Нет чёткой, внятной и выстроенной на всех уровнях работы с семьями наших бойцов. Работу должны вести не только Минобороны и ФСБ, но и федеральные, региональные и муниципальные органы власти».
Анастасия призывает новое руководство Минобороны совместно с ФСБ усилить работу по противодействию такой вербовке россиян, заняться чёткой работой с семьями военнопленных. При этом нужна поддержка государства и его заинтересованность.
Бюрократия убивает инженерный фронт
Среди острых вопросов остаётся нехватка современных технических средств, беспилотников, средств РЭБ и общего переоснащения армии. О причинах и следствиях рассказали авторы телеграм-канала «Полидрон 17».
«Мы теряем паритет в войне дронов. Процесс начался больше двух лет назад, когда мы сами заложили основы этих потерь, сделав упор на монополизации, стандартизации и упрощении. Есть много гипотез, почему противник быстро перестроился, а мы нет. Озвучу одну: у противника возраст лиц, принимающих решения, от 35 до 55 лет. Им проще понять разницу между смартфоном и радиостанцией. Им проще создать целый проектный офис с функцией акселерации процессов, проще реализовать матричную структуру управления. Причём сделать это не на словах или в одной отдельно взятой корпорации, а ввести повсеместно без всяких „островков безопасности‟ для высших чинов.

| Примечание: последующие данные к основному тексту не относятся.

PR #5230, opened 2025-03-26
feat(types): add security schemes

amritk:
**Solution**

With this PR we move security schemes into the types package. Just so we can the type for auth config v2.

Also has various type fixes I stumbled upon while working on auth config v2.

**Checklist**


packages/types/src/utils/nanoid.ts
```diff
@@ -0,0 +1,25 @@
+import { nanoid } from 'nanoid'
+import { z } from 'zod'
+
+/** Generates a default value */
+export const nanoidSchema = z
+  .string()
+  .min(7)
+  .optional()
+  .default(() => nanoid())
```
hanspagel, line 9: there’s also `z.nanoid()`, would that work, too?

packages/types/tsconfig.json
```diff
@@ -2,6 +2,7 @@
   "extends": "../../tsconfig.node.json",
   "include": ["src", "test"],
   "compilerOptions": {
+    "rootDir": "./src",
```
hanspagel, line 5: ahh, everytime I’ve had to add this, something else was actually off. what’s wrong if we remove that?

packages/api-reference/src/hooks/useMultipleDocuments.ts
```diff
@@ -141,18 +140,18 @@ export const useMultipleDocuments = ({
   const selectedConfiguration = computed(() => {
     // Multiple sources
     if (configuration.value && isConfigurationWithSources(configuration.value)) {
-      return apiReferenceConfigurationSchema.parse({
+      return {
         ...configuration.value,
         ...configuration.value?.sources?.[selectedDocumentIndex.value],
         ...availableDocuments.value[selectedDocumentIndex.value],
-      })
+      }
```
hanspagel, line 147: why do we need this change?

hanspagel (dismissed):
omg, great work! I’m glad I didn’t touch the security scheme schemas in my PR yet.

just a few questions, but we need to make CI pass

packages/types/src/utils/nanoid.ts
amritk: yea lets try it!

packages/types/tsconfig.json
amritk: really? I thought this puts all the types in the correct folders?

packages/api-reference/src/hooks/useMultipleDocuments.ts
amritk: we don't want to parse here, we want to only parse in one place so we currently do it in the apireferencelayout (just because of org) but eventually we will bring it back out here. Otherwise we get defaults and what not

amritk: Now I can't remember exactly what issue it was solving but there was one!

amritk: I can remove this change for now and we can bring it back if we see it, this is what its breaking the tests

packages/types/src/utils/nanoid.ts
amritk: alright I looked into it. Found two issues:
- we don't always use a nanoid so things like `default` will fail validation
- I couldn't find a way to generate a default using only zod

we can re-visit it in the future if we move away from the default uid

packages/types/tsconfig.json
amritk: removed it lets see

hanspagel (approved):
nicee

I’ll move the security schemes to the openapi-types package probably, that’s where I put all the other OpenAPI Zod schemas

hanspagel (approved):

PR #5236, opened 2025-03-26
feat(api-reference): preconfigure multiple authentication methods 🔐🔐

### LINKED ISSUE #3887: Can't fill a single Auth schema if there are multiple with same `type`

amritk:
**Problem**

closes #3887

Currently, we can only set one type of auth at a type

**Solution**

With this PR we can set multiple auths of the same type + we support more oauth2 specs and any auth we add in the future will be supported.

This is much better than the previous attempt because it doesn't have that crazy zod deep partial function. It does not even need a transform as it just supports the old auth (until we no longer want to)

**Checklist**

### DIFF
--- a/.changeset/small-poems-hope.md
+++ b/.changeset/small-poems-hope.md
@@ -1,0 +1,6 @@
+---
+'@scalar/api-reference': patch
+'@scalar/types': patch
+---
+
+feat: added new auth config (v2)
--- a/documentation/configuration.md
+++ b/documentation/configuration.md
@@ -4,10 +4,10 @@ You can pass a — what we call — universal configuration object to fine-tune 
 
 ## Universal Configuration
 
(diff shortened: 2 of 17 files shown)


hanspagel (approved):
OMG, PR of the week. Tested it, and it works so great.

PR #5240, opened 2025-03-27
fix(nestjs): configuration requires too many attributes

### LINKED ISSUE #5228: nestjs doesn’t use partial config type
https://discord.com/channels/1135330207960678410/1135330208627564597/1353228028813115483
> hans I think its just using the wrong type! We need to update it to use Partial<ApiReferenceConfiguration> now which should make it all optional

hanspagel:
**Problem**

When using the NestJS integration, we expect too many attributes. We forgot to make the type Partial.

**Solution**

With this PR we add `Partial<>` and now you can freely pass any configuration while still having a nice auto-complete.

Fixes #5228

**Checklist**

### DIFF
--- a/.changeset/brown-owls-brush.md
+++ b/.changeset/brown-owls-brush.md
@@ -1,0 +1,5 @@
+---
+'@scalar/nestjs-api-reference': patch
+---
+
+fix: configuration has too many required attributes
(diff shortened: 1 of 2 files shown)


marclave (approved):
nice @hanspagel

PR #5241, opened 2025-03-27
chore(oas-utils): upgrade tsconfig in oas-utils to point to the strict node one

amritk:
**Problem**

Currently, I was having an issue where I wasn't receiving the correct types inside of import-spec.

**Solution**

- Upgraded to the strict node tsconfig
- fixed the type issues in import spec
- wrote a script to rename the files to match our style guide since we had to change the extensions anyway
- got rid of export * and moved to explicit exports for better tree shaking
-  tests all passing ✅

**Checklist**


packages/oas-utils/src/diff/diff.test.ts
hanspagel, line 1: Moved or deleted?

hanspagel (approved):
you're the GOAT

PR #5242, opened 2025-03-27
feat(api-reference): copy example/examples  to clipboard

cameronrohani:
we currently don't have a copy to clipboard button for examples + it gets overwhelming when you have too many examples, so this aims to fix that :) 

I also updated an example in scalar galaxy that have multiple examples

before:
image

after:
image

### DIFF
--- a/packages/api-reference/src/components/Content/Schema/SchemaPropertyHeading.vue
+++ b/packages/api-reference/src/components/Content/Schema/SchemaPropertyHeading.vue
@@ -184,12 +184,14 @@ const { copyToClipboard } = useClipboard()
           class="property-example-value group"
           @click="
             copyToClipboard(
-              formatExample(
-                value?.example ||
-                  (discriminatorType &&
-                    value?.items &&
-                    typeof value.items === 'object' &&
-                    value.items[discriminatorType]),
+              String(
+                formatExample(
+                  value?.example ||
+                    (discriminatorType &&
+                      value?.items &&
+                      typeof value.items === 'object' &&
+                      value.items[discriminatorType]),
+                ),
               ),
             )
           ">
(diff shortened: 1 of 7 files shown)


packages/api-reference/src/components/Content/Schema/SchemaPropertyHeading.vue
```diff
@@ -1,28 +1,50 @@
...
   },
 )
 
+const discriminatorType = discriminators.find((r) => {
+  if (!props.value || typeof props.value !== 'object') {
+    return false
+  }
+
+  return (
+    r in props.value ||
```
amritk, line 34: wow cam's fancy

amritk (approved):
Fixed a minor issue, looks good to me now

packages/api-reference/src/components/Content/Schema/SchemaPropertyHeading.vue
cameronrohani: **c**l**a**ude **ron**

amritk: Your secrets safe with me 😉

hanspagel (changes requested):
OMG, nice. I’ve moved it to a separate component.

I removed this code and just passed the example:

```diff
formatExample(
  optimizedValue?.example ||
-    (discriminatorType &&
-      optimizedValue?.items &&
-      typeof optimizedValue.items === 'object' &&
-      optimizedValue.items[discriminatorType]),
)
```

I don’t understand why we’d pass the items to the `formatExample` function.

But we still have a z-index issue it seems.

Screenshot 2025-03-28 at 13 38 06

cameronrohani:
should be good to merge now :)

hanspagel (approved):
good to merge now! awesome work

PR #5243, opened 2025-03-27
fix(api-reference): allow promise returns in onDocumentSelect

amritk:
**Problem**

Currently, we can only use sync functions as `onDocumentSelect`

**Solution**

- allow using async functions aka returning promises
- useReactiveSpec not clearing spec between document changes, switched to a ref from reactive for this
- ensure interaction observer is always disabled before opening up sections

**Checklist**


hanspagel (approved):
nice qol update

PR #5244, opened 2025-03-27
style(api-client): add class names for targetting client

cameronrohani:
I need to target the api client via CSS classes :) 

this adds classes to everything I'll need to target


hanspagel (changes requested):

А у нас случились монополизация, стандартизация и упрощение. И нас догнали последствия. Мы потеряли инженерную школу. Появились аффилированные компании, которым передали финансирование и заказы. Все энтузиасты, кто мог на начальном этапе СВО встроиться в систему и начать делать новое технологическое чудо-оружие, был брошен, оставлен без денег и вынужден уйти из отрасли. Кто на войну, кто в бизнес, кто обратно к себе на работу. Народный инженерный фронт, который стихийно сложился в первые месяцы войны, сейчас схлопнулся из-за отсутствия денег и поддержки.
С каждым новым дроном, что приезжает к нам на рефакторинг, мы видим, как у противника расширяется многообразие решений. По культуре сборки, по почерку видно, что эти изделия собираются разными артелями. На той стороне производителей так много, что речи не идёт о какой-то стандартизации. Видно, что компетенции новой технологической войны там берегут, выращивают и привлекают из-за рубежа.
Оторванность источника средств от тех, кем и для кого делаются дроны, ставит крест на всей затее. Основные деньги получат профессиональные получатели грантов и на этом всё. Важно не что ты делаешь, а чтобы твой проект понравился грантодателям».
И похоже, что информацию об этих проблемах наверх не доносит никто: ни командиры, ни «свои» военкоры.